Mais que fait la police à Paris?
En tout cas, samedi soir, alors qu'elles défilaient contre les violences faites aux femmes, des féministes ont été chargées, frappées et gazées par les forces de l'ordre
Et en tout cas, dame Marlène Schiappa, chargée par le palais présidentielle de l'égalité entre les femmes et les hommes à la saint Glinglin, s'est contentée d'aviser Christophe Castaner, ministre de la police d'Emmanuel Macron. Celui-ci a demandé un rapport à la préfecture de police de Paris. Sans conséquence comme de bien entendu.
Samedi 7 mars 2020, Médiapart délivre une autre vision de la politique du maintien de l'ordre dit républicain menée par la préfecture de police de Paris. Extraits, d'après le contenu de notes émises par des hauts responsables de la gendarmerie et des CRS, évoquant des ordres irréguliers et douteux de la part du préfet.
Exemple, un message de la gendarmerie de septembre 2019 fait état de pratiques «légalement douteuses et aux conséquences politiques potentiellement néfastes» qui sont «contraires à la législation ainsi qu’à la réglementation en vigueur». Il s’agit d’un commentaire sur l’ordre donné par Didier Lallement, préfet de police de Paris, d’«impacter» les manifestants, à savoir d’aller au contact.
Les hauts responsables rappellent que de telles directives vont à l’encontre d’un principe du code de sécurité intérieure: l’usage de la force ne doit être déployée qu’en absolue nécessité et proportionnellement au trouble à faire cesser. Le préfet de Paris encourage ainsi les forces de l’ordre à charger dans les foules, et ce même si aucun signe de violence n’est démontré.
Un usage disproportionné de l’«encagement»
La gendarmerie parle également de «manœuvres d’encagement», appelées nasses, ordonnées par la préfecture de police. Le dispositif vise à encadrer un groupe de personnes, servant historiquement à le protéger et à le conduire d’un endroit à un autre. L’opération doit d’ailleurs, comme le prévoit la législation, laisser une échappatoire.

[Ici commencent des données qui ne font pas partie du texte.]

PR #3029, opened 2023-02-22
Remove PINs from user models and consistently use "PIN" instead of "passcode"

arsalansufi:

## Overview

This PR removes PINs from user models such that current PINs never leave the backend, except when a new card has been programmed or a PIN has been reset and we need to display the new PIN to the user. (Back when auth was managed by the frontend, we always needed PINs there.)

This PR also updates code and user-facing copy to consistently use the term "PIN" instead of "passcode" / "code" / "security code".

## Testing

- [x] Automated tests
- [x] Manual testing of valid PIN entry
- [x] Manual testing of invalid PIN entry
- [x] Manual testing of `SKIP_PIN_ENTRY` feature flag
- [x] Manual testing of card programming

## Checklist


libs/ui/src/unlock_machine_screen.tsx
```diff
@@ -76,17 +72,6 @@ export function UnlockMachineScreen({
...
-  useEffect(() => {
-    function bypassPinEntry() {
-      checkPin(auth.user.passcode);
-    }
-    if (isFeatureFlagEnabled(BooleanEnvironmentVariableName.SKIP_PIN_ENTRY)) {
-      bypassPinEntry();
-    }
-    // Run this hook once on mount
-    // eslint-disable-next-line react-hooks/exhaustive-deps
-  }, []);
```
arsalansufi, line 88: I add back support for skipping PIN entry in a subsequent commit

libs/auth/src/inserted_smart_card_auth_with_memory_card.ts
```diff
@@ -232,11 +236,19 @@ export class InsertedSmartCardAuthWithMemoryCard
...
+                    )
+                      ? { status: 'logged_in', user }
+                      : { status: 'checking_passcode', user };
+                  }
+                  if (user.role === 'election_manager') {
+                    return isFeatureFlagEnabled(
+                      BooleanEnvironmentVariableName.SKIP_PIN_ENTRY
+                    )
+                      ? { status: 'logged_in', user }
+                      : { status: 'checking_passcode', user };
```
arsalansufi: Even though the logic is identical for sys admins and election managers, when I group everything under one case, e.g.

```ts
if (user.role === 'system_administrator' || user.role === 'election_manager') {
  return isFeatureFlagEnabled(
    BooleanEnvironmentVariableName.SKIP_PIN_ENTRY
  )
    ? { status: 'logged_in', user }
    : { status: 'checking_passcode', user };
}
```

I get the following type error:

type-error

Hence the separate cases when it seems like I could just use one

jonahkagan (approved):

apps/admin/frontend/src/components/smartcard_modal/status_message.tsx
```diff
@@ -15,6 +15,7 @@ export type SmartcardAction = 'Program' | 'PinReset' | 'Unprogram';
 
 interface SmartcardActionComplete {
   action: SmartcardAction;
+  newPin?: string;
   role: UserRole;
   status: 'Success' | 'Error';
```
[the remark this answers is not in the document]
arsalansufi: True! Though I think I'll leave as is for consistency with the `SmartcardActionInProgress` type below:

https://github.com/votingworks/vxsuite/blob/ea07e4264607270396018c090d502f102f1d877b/apps/admin/frontend/src/components/smartcard_modal/status_message.tsx#L26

Sous M.Lallement, le système consiste à parquer des manifestants, qui se retrouvent encerclés sans issue possible, et souvent d’y lâcher des grenades de gaz lacrymogène, précise Mediapart. Technique «de nature à exaspérer la population et à nourrir un sentiment de défiance vis-à-vis du pouvoir et des forces de l’ordre», tout en générant «des mouvements de foule potentiellement dangereux», avait conclu un avis de la gendarmerie.

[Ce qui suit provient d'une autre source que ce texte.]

PR #4520, opened 2024-01-17
Add mechanism for global Vx-managed translation overrides

arsalansufi:
## Overview

Cloud speech synthesis is great! Cloud translation is... good, but sometimes off. My favorite example is the Spanish translation of "Green Party" to "Fiesta Verde" 🟢 🎉 😆

We expect that election officials will proof translations and add their own overrides. But before we implement election-level overrides (which we will before cert), we should also have global Vx-managed overrides, to make the default translations as good as possible. This PR introduces a very rudimentary mechanism for that. We can build upon this rudimentary mechanism (e.g. with a UI and proper `Store` persistence) down the road.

Il désobéit aux ordres du préfet pour «éviter un accident»
Le 15 octobre 2019, dans la capitale, un chef de la gendarmerie a délibérément désobéi aux ordres du préfet, jugeant la procédure d’encagement «contraire au règlement mais surtout au droit de manifester». Les faits se sont déroulés sur le pont de la Concorde où des manifestants ont demandé à un escadron de la gendarmerie mobile de «calmement pouvoir quitter les lieux». Ils sont pourtant bloqués d’un côté par les gendarmes et de l’autre par la police qui a commencé à faire usage de gaz lacrymogènes.
La situation a rapidement dégénéré: la tension est montée, et «certains individus ont commencé à enjamber la rambarde du pont pour contourner le barrage se mettant ainsi en danger au-dessus de la Seine». Le chef d’escadron a finalement décidé d’aller à l’encontre des ordres du préfet. Il a escorté les manifestants jusqu’au métro, d’autant qu’«un dialogue avait été établi» avec eux.

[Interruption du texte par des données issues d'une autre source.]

PR #4524, opened 2024-01-18
refactor(admin): memoize tabulation results for scanned CVRs

adghayes:
I thought @jonahkagan's [comment](https://github.com/votingworks/vxsuite/pull/4515#issuecomment-1897165330) on #4515 was clarifying - all I'm really trying to do is memoize a function, and also be able to clear the memoization cache of that function. I took the comment literally and am just using the `lodash` memoization function. If there's opposition to the `lodash` usage I could rewrite something of our own. But it works, and I think it is smaller, cleaner, and simpler than introducing a `TallyCache` object.

I made sure that a test will fail if any of the cache clearing is removed, consolidating the cache assertions in a single `app.caching.test.ts` file.


apps/admin/backend/src/tabulation/full_results.ts
```diff
@@ -82,6 +82,7 @@ const tabulateCastVoteRecordsMemoized = memoize(
  * Clears the memoized results of tabulating cast vote records.
  */
 export function clearTabulationCache(): void {
+  /* c8 ignore next 1 */
```
adghayes, line 85: I don't know why exactly `clear` is typed as an optional property of the memoized function's cache. I've tested and found it always exists, even immediately after the function is initialized.

Because `clear` doesn't work outside of its `this` context, we can't `assertDefined(...)()`. We could typecast, use an eslint ignored non-null assertion, or skip coverage, and this seemed the cleanest and safest.

adghayes:
@jonahkagan adding you for review since @eventualbuddha is out for the rest of the week!

apps/admin/backend/src/tabulation/full_results.ts
eventualbuddha: It's because you can change the caching mechanism to something that doesn't have `clear`, e.g. `WeakMap` (see [this commit](https://github.com/DefinitelyTyped/DefinitelyTyped/commit/6448efea6b05d28d3f77f36c7c9e161af18788ea)).

apps/admin/backend/src/tabulation/full_results.ts
```diff
@@ -57,6 +59,33 @@ export function tabulateCastVoteRecords({
   });
 }
 
+/**
+ * Memoized version of `tabulateCastVoteRecords`.
+ */
+const tabulateCastVoteRecordsMemoized = memoize(
```
eventualbuddha, line 65: While I'm sure this works fine, do we actually need to memoize multiple values? Or do we just need to memoize _the most recent_ value?

apps/admin/backend/src/tabulation/full_results.ts
```diff
@@ -57,6 +59,33 @@ export function tabulateCastVoteRecords({
...
+        unorderedArrays: true,
+        unorderedObjects: true,
+      }
+    )
+);
+
+/**
+ * Clears the memoized results of tabulating cast vote records.
+ */
+export function clearTabulationCache(): void {
```
jonahkagan, line 84: Manual cache invalidation worries me a bit. It's easy to miss a spot, especially as code changes over time (e.g. someone adds a feature that impacts tabulation but forgets to add a call to clear the cache). How big would the impact be if we miss a spot?

A potential way to mitigate this risk would be to tie invalidation to the data itself. E.g. if the data used for tabulation had a `last_updated_at` field that was updated any time the data was changed, you could query that field before loading the full data set and use it to invalidate outdated cache records.

I also want to think through memory management since there are no limits on cache size that I can see. How large is the data being cached? How large can the cache grow before being cleared?

adghayes: The impact would be big (well, equivalent to the same sorts of issues we've had with react query caching) so it's a good call out.

I am also concerned that we could add a function, like deleting individual cast vote records, and not do validation. Two tables influence scanned CVR validation - `cvrs` and `vote_adjudications`. Or actually, we could just use `cvr_files` and `vote_adjudications`. We could have timestamps on rows in both those tables and scan them to clear the cache. Or we could add triggers that update a separately stored, singular timestamp whenever those tables are modified. I think that would be an improvement over the current invalidation.

I don't think we should worry about memory management here. The data being stored is just a JSON representation of the results of an election. There will be one for each report viewed. The amount of data will be less than the amount currently cached on the frontend. cc @eventualbuddha. I think the memory cost of caching here is low and it is worth caching more than one value.

adghayes: I thought about attaching timestamps to the existing data model, but I didn't think that would work as well. For example, say we introduce a feature to delete individual CVR files. You have three CVR files:

- CVR File 1, August 1st
- CVR File 2, August 2nd
- CVR File 3, August 3rd

Let's say you delete the middle file, then you have:

- CVR File 1, August 1st
- CVR File 3, August 3rd

We need some timestamp generated on deletion, which doesn't suit row-by-row timestamps as well.

eventualbuddha (approved):
I like the new database trigger version! However, this version will just keep cached results of calling this function until the process exits (likely due to a restart). We should be able to set a TTL for cached results, maybe for an hour or a day?

apps/admin/backend/schema.sql
```diff
@@ -225,3 +225,41 @@ create table settings (
 );
 
 insert into settings default values;
+
+-- to track data changes in order to invalidate cached data
+create table data_versions (
+  election_id varchar(36),
+  cvrs_data_version integer,
```
jonahkagan, line 232: Would this be simpler as a column on `elections`? Or is there a specific reason to have a separate table (e.g. tracking previous versions)?

apps/admin/backend/src/tabulation/full_results.ts
jonahkagan: Yeah, I think the solution you came up with makes sense.

I don't have a strong opinion about memory management. I'm sympathetic to @eventualbuddha's point that keeping all the past results cached is unnecessary and also to your point that it's a small amount of memory. Maybe a simple drop-in memoize that only keeps one value would be an easy solution https://github.com/alexreardon/memoize-one

apps/admin/backend/schema.sql
adghayes: No specific reason to keep it different other than it seemed semantically different.

apps/admin/backend/src/store.ts
```diff
@@ -2476,6 +2476,20 @@ export class Store {
...
+      `
+        select
+          cvrs_data_version as cvrsDataVersion
+        from data_versions
+        where election_id = ?
+      `,
+      electionId
+    ) as Optional<{ cvrsDataVersion: number }>;
+
+    return row ? row.cvrsDataVersion : 0;
```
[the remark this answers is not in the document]
adghayes: Why preference one style over another here? I find the existing easier to read.

apps/admin/backend/src/tabulation/full_results.ts
adghayes: The current implementation doesn't clear the cache at all, even if it becomes invalid. That's a change I will make before merging, because there's no reason to keep that data around.

But I don't want to move to a `memoize-one` model because it would get rid of some of the benefit. That would mean that if you print the full election report, go preview another report, and come back and print the full election report again, you'll expend the tabulation cost both times you print, whether that's half a second or half a minute. I'd like to avoid that, and keep more than one cached at a time.

jonahkagan: Good call!

eventualbuddha: I understand why you want to keep multiple cache values, but the problem as I see it is that the cache never expires. Imagine I call this function thousands of times with different keys, now we're storing thousands of results in memory and never discarding them until the program exits. There should be something that clears the data after a time, no?

eventualbuddha: > That's a change I will make before merging, because there's no reason to keep that data around.

Ah, missed this. SGTM as long as we're not building up an unbounded cache in memory.

adghayes: Well, it would still be unbounded as long as the CVR data doesn't change. But in order to hit the situation you're talking about - with thousands of results - the user would have to generate thousands of custom reports within a power cycle. I don't think that's going to happen.

apps/admin/backend/src/store.ts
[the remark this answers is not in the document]
eventualbuddha: Mostly because I don't have to repeat the `row` part, which in other places might be something non-trivial and possibly side-effecty.

apps/admin/backend/src/tabulation/full_results.ts
eventualbuddha: It would be a slow leak, but it's still a leak. And it doesn't have to be reports for a single election. If I never reboot my VxAdmin, I'll slowly leak memory as I generate reports over months and years in the extreme case.

Is this likely? No. But IMO we should not create opportunities for unbounded memory leaks in our application. The easiest solution might be to provide `memoize` with an LRU cache with some fixed maximum count.

apps/admin/backend/src/app.caching.test.ts
```diff
@@ -0,0 +1,148 @@
...
+    writeInId,
+    type: 'invalid',
+  });
+  const resultsExportAfterAdjudication = await getParsedExport({
+    apiClient,
+  });
+  expect(tabulationSpy).toHaveBeenCalledTimes(4);
+  expect(resultsExportAfterAdjudication).not.toEqual(doubledResultsExport);
+
+  // adjudicating a mark a vote (by un-invalidating a write-in) should clear the cache
```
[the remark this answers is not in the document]
adghayes: f0942fa1d

apps/admin/backend/src/tabulation/full_results.ts
adghayes: Provided `memoize` with an `LRUMap`: e7aea2740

Les interventions controversées des BRAV-M
Une des mesures phares du préfet de police est l’usage des brigades de répression de l’action violente motorisées. Un écrit interne d’une unité de CRS critique les méthodes d’intervention de cette brigade, prenant pour exemple le rassemblement du 18 janvier 2020. «Les black blocs ne bronchaient pas. Ça a commencé à dégénérer quand les Brav ont commencé à intervenir […] ils ont chargé gratos», a noté un CRS.
«Les Brav sont souvent des jeunes sortis d’école et ils manquent d’expérience. C’est facile de leur demander d’appliquer des ordres qui sont d’interpeller à tout va sans discernement. Du coup, ils chargent et matraquent souvent sans raison», a expliqué un autre CRS contacté par Médiapart.
En novembre, Didier Lallement a fait l’objet d’une plainte pour «atteinte à la liberté individuelle» et «complicité de violences volontaires aggravées». Elle a été déposée par un Gilet jaune lillois éborgné lors de l’acte 53 à Paris. Il s’était retrouvé pris au piège, place d’Italie, dans une nasse ordonnée par le préfet. Une grenade lacrymogène avait touché son œil gauche. Il a refusé que l’affaire soit gérée par l’IGPN, mais demandé la désignation immédiate d’un juge d’instruction.